A new computer program can take someone's pulse without laying a finger on them. It analyzes videos of people trying to hold still and spots a tiny tic that betrays every heartbeat.
Not yet tested in a clinical setting, the algorithm could provide a way to check the health of newborns and elderly people with easily damaged skin. A camera feeding into the program could, in principle, monitor someone continuously.
Guha Balakrishnan, a Massachusetts Institute of Technology graduate student who presented his team's project June 27 at the IEEE Computer Vision Pattern Recognition conference in Portland, Ore., didn't set out to study the heart. He planned to measure people's breathing rates by filming their heads moving up and down, in time with the expansion and contraction of their lungs. But then his videos revealed a subtle, intriguing spasm that occurred at regular intervals.
"I noticed it kind of by accident," said Balakrishnan.
He had rediscovered a phenomenon known to medical science for more than 130 years. Every time the heart squeezes, the body jumps up. That's because blood rushing up out of the heart is channeled downward by the aorta, as well as by the blood vessels it strikes in the head. Physics dictates that the downward forces must be counterbalanced by upward forces on the blood vessels. Thus the body -- and the head -- rise like a water-propelled rocket.
The first practical device to take a pulse by monitoring this tremor dates to 1936. Invented by American physician Isaac Starr, the ballistocardiograph looked like a bed. The twitches of a sprawled out patient rocked the bed back and forth.
Balakrishnan's 21st-century twist on the idea didn't require any lying down. Each user stared at a video camera for up to 90 seconds while doing their best not to move. Software tracked up to 1,000 points on the face and then weeded out especially slow or fast movements tied to breathing or involuntary adjustments the head makes to keep itself balanced and upright.
Nailing down the motions caused by heart contractions took a mathematical technique developed more than century ago, called principal components analysis. It finds patterns in complicated data and is often used for face recognition algorithms. In this case, a computer program tried out different combinations of the tracked points and selected the one that moved rhythmically at the steadiest pace.
"Picking out such a small signal isn't trivial," said Ira Kemelmacher-Shlizerman, a computer scientist at the University of Washington in Seattle. "It's impressive."
Eighteen healthy volunteers had their pulses taken, both by video and by today's gold standard: the electrocardiograph, an instrument that detects electrical impulses generated by the heart. The new technique proved accurate to within a few beats per minute.

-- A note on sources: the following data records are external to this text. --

PR #620, opened 2021-04-14
add theme import feature

tarkah:
Adds import functionality for themes created from theme builder

## Checklist

- [x] Tested on Windows
- [x] Tested on MacOS
- [ ] Tested on Linux

### DIFF
--- a/src/gui/element/settings.rs
+++ b/src/gui/element/settings.rs
@@ -13,7 +13,7 @@ use {
     ajour_core::{config::Config, theme::ColorPalette},
     iced::{
         button, pick_list, scrollable, Align, Button, Checkbox, Column, Container, Element, Length,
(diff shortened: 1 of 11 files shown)


src/gui/element/settings.rs
```diff
@@ -161,6 +161,67 @@ pub fn data_container<'a, 'b>(
...
+
+        let theme_input = TextInput::new(
+            &mut theme_state.input_state,
+            "Paste URL here...",
+            &theme_state.input_url,
+            Interaction::ThemeUrlInput,
+        )
+        .size(DEFAULT_FONT_SIZE)
+        .padding(6)
+        .width(Length::Units(300))
```
casperstorm, line 177: I think this looks better and should be enough!

```suggestion
        .width(Length::Units(185))
```

casperstorm (approved):
It's awesome. Great job mate.

PR #629, opened 2021-04-23
feat: burning crusade classic

casperstorm:
This PR will add support for Burning Crusade.

Currently we do not have enough information from Blizzard to know which naming they are choosing for the Burning Crusade, so until this is known, this PR will be blocked:

Mostly a TODO for myself.

- [x] Add _classic_beta_
  - [x] Hub
  - [x] Curse
- [x] Classic will be renamed from _classic_ to _classic_era_
- [x] Burning Crusade will use _classic_
  - [x] Hub
  - [x] Curse
  - [x] Create it as a new base flavor  

## Checklist

- [ ] Tested on Windows
- [ ] Tested on MacOS
- [ ] Tested on Linux


fleps:
Does the current last release support TBC Beta in any way?
I've installed and I can see my TBC as "Classic Beta" on the path, but the catalog / install from Curse still uses / install the Classic version of the addons, not the TBC.

casperstorm:
> Does the current last release support TBC Beta in any way?
> 
> I've installed and I can see my TBC as "Classic Beta" on the path, but the catalog / install from Curse still uses / install the Classic version of the addons, not the TBC.

Not yet. We are awaiting Blizzard to expose folder structure to us. Also Curse API needs to update which has still hot happened.

joaomcarlos:
Looking forward to this. Everyones waiting :D

crates/core/src/config/wow.rs
```diff
@@ -34,18 +34,21 @@ pub enum Flavor {
     #[serde(alias = "RetailPTR")]
     RetailPtr,
     RetailBeta,
-    #[serde(alias = "classic", alias = "wow_classic")]
+    #[serde(rename = "classic", rename = "wow_classic", rename = "classic_era")]
```
casperstorm, line 37: @tarkah seems like we can't multiple `rename`.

For most of the subjects, it also did a reasonable job of measuring how long each beat lasted and detecting variability from beat to beat, which is thought to play a role in some health problems.
Altogether the performance was comparable to other video-based approaches under development at MIT and the University of California, Irvine. Teams at those universities look at color changes in the face to identify heartbeats. Their digital cameras spot a flush that accompanies each rush of blood to the head.
Balakrishnan ultimately hopes to combine color and motion for an even clearer signal. But the obvious next step for his proof-of-principle algorithm, said Kemelmacher-Shlizerman, will be demonstrating that it works out in the real world. Different lightning conditions or busy environments could mask the tiny movements. Training the algorithm to work on a freely moving head would be a step forward. So would testing it on people with health problems.